On 5/5/05, Chad Perrin perrin@apotheon.com wrote:
On Thu, May 05, 2005 at 11:20:58PM -0400, Sj wrote:
Good point.
Chad Perrin wrote"
even when the "regulars" aren't involved, what's going on is actually carefully composed edits by individuals who, though a chaotic sort of collaboration, are building something as a team. These are not insects contributing intelligence to a central thinking process that produces good works...
< It's easy to lose sight of the individual contributions
Hmm. I regularly see "regulars" making careless edits, or tossing up new pages in swarming fashion. I do it myself sometimes... other editors in a different mindset inevitably come by, and start to fit the contribution into an appropriate category, style template, etc.

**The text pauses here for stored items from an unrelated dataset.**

PR #61, opened 2017-08-08
Add prettier formatting: fix #57

### LINKED ISSUE #57: Add prettier formatting
Add prettier to force code formatting.

zh99998:
notice that prettier recommends use 2 space as indent, not 4.

since Google https://github.com/angular/angular-cli/blob/master/.editorconfig#L8 、 StandardJS https://standardjs.com/ recommends 2 space too. maybe it is better?


.editorconfig
```diff
@@ -4,7 +4,7 @@ insert_final_newline = true
 
 [*.{js,json}]
 indent_style = space
-indent_size = 4
+indent_size = 2
```
perry-mitchell: I prefer 4 spaces, and find it more readable.

source/auth.js
```diff
@@ -1,9 +1,9 @@
 "use strict";
 
 function generateBasicAuthHeader(username, password) {
-    return "Basic " + (new Buffer(username + ":" + password)).toString("base64");
+  return "Basic " + new Buffer(username + ":" + password).toString("base64");
```
perry-mitchell: I think having the braces around the `new Buffer()` is much nicer. `new Something().blah()` is ugly and misleading.

perry-mitchell: I wonder if there's a prettier setting for this..

perry-mitchell: I guess there isn't.. nevermind.

zh99998:
yes you are the boss, you always right, We Will Follow You Only

zh99998:
ohh it failed..

zh99998:
done.

new Buffer() call is deprecated in node.js now since you don't like it.

.editorconfig
```diff
@@ -7,7 +7,7 @@ indent_style = space
 indent_size = 4
 
 [package.json]
-indent_size = 2
+indent_size = 4
```
perry-mitchell: I just meant for the code, package.json + other existing configs could stay at 2 spaces for simplicity. Many programs that generate them automatically only use 2 spaces (like `npm install` for example). Best leave it like that perhaps

perry-mitchell:
> yes you are the boss, you always right, We Will Follow You Only

Perhaps you could avoid the patronising comments, if you don't mind. I think I've been fair in my requests..

> new Buffer() call is deprecated in node.js now since you don't like it.

Thanks for changing that, looks much better now.

I added only 1 more comment. Otherwise this MR looks very good.

zh99998:
fixed package.json indent size back to 2

PR #62, opened 2017-08-25
transpiler

zh99998:
request add a transpiler again.

my angular project using webdav as dependency is broken now.
there is no transpiler with npm modules in angular-cli's build process.

as
https://github.com/angular/angular-cli/issues/3634#issuecomment-269785768

seems release a pre-transpiled es5 version is best practice. and angular-cli only support that.

------------
another reason.
it allows you can using new js features like import, async functions without worry runtime engine version.
http://node.green/
node 4 only support 58% of es6 feature, many valid es6 syntax like `destructuring` `default function parameters` are not supported in it.


perry-mitchell:
I agree that a transpiled copy would be a good idea. I'll merge later and will most likely integrate webpack as well, for a more complete build process. Thanks for this.

package.json
```diff
@@ -2,9 +2,11 @@
   "name": "webdav",
   "version": "1.0.1",
   "description": "WebDAV client for NodeJS",
-  "main": "source/index.js",
+  "main": "dist/index.js",
```
perry-mitchell: I don't agree with changing the main to this though. I will most likely want the following:

 * Using in node: `require("webdav");`
 * Using in browser: `require("webdav/browser")` or `import createClient from "webdav/browser"`

I want the primary use case to remain node without transpilation. The browser transpiled copy can be it's own product.

perry-mitchell: You don't have to change this, I'll do so when I merge.

zh99998:
consider node 4.
we have meet this trouble once
https://github.com/perry-mitchell/webdav-client/pull/60#pullrequestreview-54830798
It's correct js syntax, and IDE say it's correct, lint say it's currect,
test say it's current, everyone say it's correct.

but after I commit, node 4 CI say it's wrong. do you think it's awesome ?

will you avoid using all new js features, just because node 4 don't support
it ?



2017-08-25 17:36 GMT+08:00 Perry Mitchell <notifications@github.com>:

perry-mitchell:
> will you avoid using all new js features, just because node 4 don't support it ?

That's the idea, yes. You don't always need the newest features, for the program to work well and be easily maintainable. Sure, arrow funcs and generators are fun and can make code more readable, but they're far from necessary.

The version of node I choose is from a support angle - I'm not in love with ES5, but I am comfortable using it.

image
_Taken from [here](https://nodejs.org/static/documents/casestudies/Nodejs_2017_User_Survey_Exec_Summary.pdf)._

If you don't agree with what I'm saying then I guess we're at an impasse. I do appreciate your feedback and contribs.. please don't let my resolute attitude here dissuade you.

perry-mitchell:
I may use webpack to build both node and browser versions after merging this.. Let's see. If that's the case then yeah, I'll obviously have no issue using newer ES features.

PR #83, opened 2018-03-15
Added getFileDownloadLink function

yoeven:
It returns a remote URL with an authentication query that can be directly accessed as a download link, for example in `<a href="">` or `window.location` to prompt a save dialog. Works similarly to `getFileContents`.

### DIFF
--- a/source/factory.js
+++ b/source/factory.js
@@ -151,6 +151,18 @@ function createClient(remoteURL, username, password) {
         },
 
         /**
+         * Get the contents of a remote file
+         * @param {String} remoteFilename The file link to fetch
+         * @param {OptionsHeadersAndFormat=} options Options for the request
+         * @memberof ClientInterface
+         * @returns {String} Returns a http url string
+         */
+        getFileDownloadLink: function getFileDownloadLink(remoteFilename, options) {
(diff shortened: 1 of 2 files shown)


yoeven:
I know Owncloud/Nextcloud WebDAV service will work (tested) and it should work on the other WebDAV services that you've stated in your `README.md` as it follows the same options and calls. The only issue is that it exposes the username & password in the URL, so links can't be shared with others or have to be encrypted somehow.

perry-mitchell:
Ah cool.. Well nice that it seems to be a more common feature. You're right that the URL authentication method is not ideal, but that choice can be up to the users (with fair warning of course). I'll review this a bit later, and then will most likely add something in the readme about it.

It's cool that this would allow the request to be handled externally using the URL - I'd see this as almost the best use case for this method.

perry-mitchell:
@yoeven could you please add a unit test for this new method?

yoeven:
Sorry @perry-mitchell, I've never worked with unit testing before but will look into it

perry-mitchell:
Thanks for this @yoeven - No unit test necessary for this PR, I'll write one myself now. Cheers!

PR #5, opened 2019-03-08
Improve instructions for first time users.

deleugpn:
I followed the readme instructions and got an error on ConfigFile line 33 saying `Cannot find Psalm config`. This PR improves the instructions for other developers that, like me, never used psalm before and is trying to run it for the first time on a Laravel project.

### DIFF
--- a/README.md
+++ b/README.md
@@ -5,8 +5,20 @@ A Psalm plugin for Laravel
 
 ```
 composer require --dev psalm/plugin-laravel
+```
+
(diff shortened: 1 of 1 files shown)


muglug:
Hey, so this isn't how the plugin should be used - I've added better instructions in https://github.com/psalm/laravel-psalm-plugin/commit/4e9db5048dea01e101b845520958a6a71d425319 - let me know if that's not enough.

PR #6, opened 2019-03-08
Use Laravel's standard source code folder

deleugpn:
Laravel skeleton always defines `app` as the folder to store the source code. It makes sense for the plugin that targets Laravel users to provide a configuration that matches the standard Laravel configuration.


muglug:
See discussion in #5

Issue #24, opened 2020-03-04
 Class 'Illuminate\Support\Facades\Date' not found


leighman:
vimeo/psalm: 3.9.3
psalm/plugin-laravel: 1.1.0
laravel/framework: 5.6.39

 `Illuminate\Support\Facades\Date` seems to have only been introduced in laravel 6

pristinesource:
This is an issue in laravel-ide-helper.  I have opened an issue ticket there for it. 
https://github.com/barryvdh/laravel-ide-helper/issues/911

mr-feek:
I noticed this also @pristinesource . I think we might want to ignore those exceptions...

mr-feek:
This should be fixed now :)

PR #28, opened 2020-04-08
[wip] Tests

mr-feek:
This is based off of https://github.com/psalm/psalm-plugin-laravel/pull/27 , to add a test to it

When creating that PR, I wanted to test my implementation. I wasn't sure how, considering there weren't any tests in this repo. I've never used codeception before, but I saw that the other plugins in this org are using codeception, so I went ahead and took a shot at implementing it.

Do we want to introduce Codeception to this project?

If so, the remaining step would be to add it as a github workflow I would assume


composer.json
```diff
@@ -4,8 +4,10 @@
     "type": "psalm-plugin",
     "require": {
         "barryvdh/laravel-ide-helper": "^2.6",
+        "laravel/framework": "^5.5 || ^6.0",
```
mr-feek, line 7: I was surprised that `laravel/framework` wasn't an explicit dependency, considering this is a plugin for it. How do we feel about these version constraints?

composer.json
```diff
@@ -4,8 +4,10 @@
...
         "vimeo/psalm": "^3.8.2",
-        "orchestra/testbench": "^3.5 || ^4.0 || ^5.0"
+        "orchestra/testbench": "^3.5 || ^4.0 || ^5.0",
+        "psr/event-dispatcher": "^1.0"
```
mr-feek, line 10: When trying to run tests, the existing code was throwing this class not found exception in `FakeMetaCommand.php`. I'm not sure what is relying on this

src/AbstractPlugin.php
```diff
@@ -207,6 +209,6 @@ private function getViewFactory(
      */
     protected function getEnvironmentSetUp($app): void
     {
-        // ..
+        $app['config']->set('app.key', 'AckfSECXIvnK5r28GVIWUAxmbBSjTsmF');
```
mr-feek, line 212: We need a default app key set. Security doesn't matter and it can be exposed since it's only used for testing

composer.json
mr-feek: Ah, I see this package also supports Lumen. I guess we should switch to requiring `illuminate/*` specific packages?

composer.json
mr-feek: hm, this is probably related to https://github.com/psalm/psalm-plugin-laravel/issues/24

composer.json
mr-feek: I'm going to figure out these deps in a different pr

PR #29, opened 2020-04-08
chore: run github workflow on pr

mr-feek:
I noticed that this workflow wasn't kicked off when I made a PR introducing changes. I believe this will now kickoff the workflow whenever someone makes a PR


mr-feek:
@muglug shall I fix that error in master on this PR or would you prefer a separate one?

muglug:
Thanks!

Issue #23, opened 2020-03-01
Add stubs for Collection (template/generics)


vladyslavstartsev:
Since Laravel collections are quite popular and I'm not sure that it will be typed (I mean template annotations in Laravel code; see this https://github.com/laravel/framework/pull/31486#issuecomment-586609823), I would like to suggest adding stubs for Collection.

muglug:
Could you?

vladyslavstartsev:
probably yes, but not promising

muglug:
Also amused by @voku’s ill-fated attempt to impose any sort of external constraints on the code in Laravel core.

`laravel/framework` is an untamed horse galloping across the Great Plains, ya know... it’s this magnificent beast that knows no bondage, and you want to put a saddle on it? That’s just not right, man. Real PHP artisans would understand.

mr-feek:
@vladyslavstartsev @muglug I took a shot at this #32

PR #32, opened 2020-04-11
Generic collection

mr-feek:
should close https://github.com/psalm/psalm-plugin-laravel/issues/23

based on my other prs so i can have testing...  Happy to  rebase after others get merged


mr-feek:
This was based off of the [collection stub](https://github.com/nunomaduro/larastan/blob/master/stubs/Collection.stub) @canvural authored for larastan, but has a few additions. I suspect that this plugin for psalm is going to want a lot of the same stub files. Does it make sense  to maintain duplicates in each codebase? Is it worth extracting them out into their own codebase so they can be shared?

vladyslavstartsev:
First of all, thanks for the job done.
Secondly, if will be nice to have separate repo for this, but ask for it first in larastan repo.

muglug:
I think for the moment you could keep them here, until there’s more consolidation

muglug:
Thanks!

PR #34, opened 2020-04-12
Consolidate plugin files

mr-feek:
My main goal of this was to:
- reduce complexity of plugin files (no need for inheritance)
- reduce the size of the baseline file

Everything here should be functionally the same, it is just a refactor.


psalm.xml
```diff
@@ -11,11 +11,16 @@
...
             <directory name="tests" />
         </ignoreFiles>
     </projectFiles>
 
     <issueHandlers>
         <LessSpecificReturnType errorLevel="info" />
     </issueHandlers>
+    
+    <stubs>
+        <file name="src/Stubs/LumenApplication.stubphp"/>
```
mr-feek, line 24: I decided to add a stub for the lumen application file, instead  of requiring the lumen framework as a dependency. I assume most people using this package will be using laravel and not lumen, so I think this is acceptable

src/Plugin.php
```diff
@@ -5,34 +5,227 @@
...
+    {
+        if (file_exists($applicationPath = __DIR__.'/../../../../bootstrap/app.php')) { // Applications
+            $app = require $applicationPath;
+        } elseif (file_exists($applicationPath = getcwd().'/bootstrap/app.php')) { // Local Dev
+            $app = require $applicationPath;
+        } else { // Packages
+            $app = (new static)->createApplication();
+        }
+
+        if ($app instanceof \Illuminate\Contracts\Foundation\Application) {
```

The canonical "swarm" edit is a very individual contribution. Someone who uploads an entire unwikified essay, or a set of references, or a two-paragraph stub about a minor historical figure.
So now individualistic behavior is evidence of communal "swarm" behavior? When defined thusly, it's no wonder you see "swarm" behavior everywhere: apparently, anything that involves the action of large numbers of individuals constitutes a "swarm" if it isn't specifically inwardly contentious. I don't think such a broad definition of "swarm" behavior is particularly valuable, however, so I don't use it.
I just love semantics. There's nothing "communal" about the swarms I'm thinking of. They are defined precisely by being unconnected to other edits by coordination or other signaling (such as policy discussion, elaborate style guides, project definition, use of talk pages...)
And I don't see it everywhere; in a structured office environment, there is almost no such behavior. You rarely do things on a whim or at random, you find work that needs doing on some list of priorities, and either get assigned to do it or volunteer for it.
Finally, this concept doesn't rely on there being a large number of individuals. Would you be happier if I simply said "uncoordinated" and "coordinated" editing?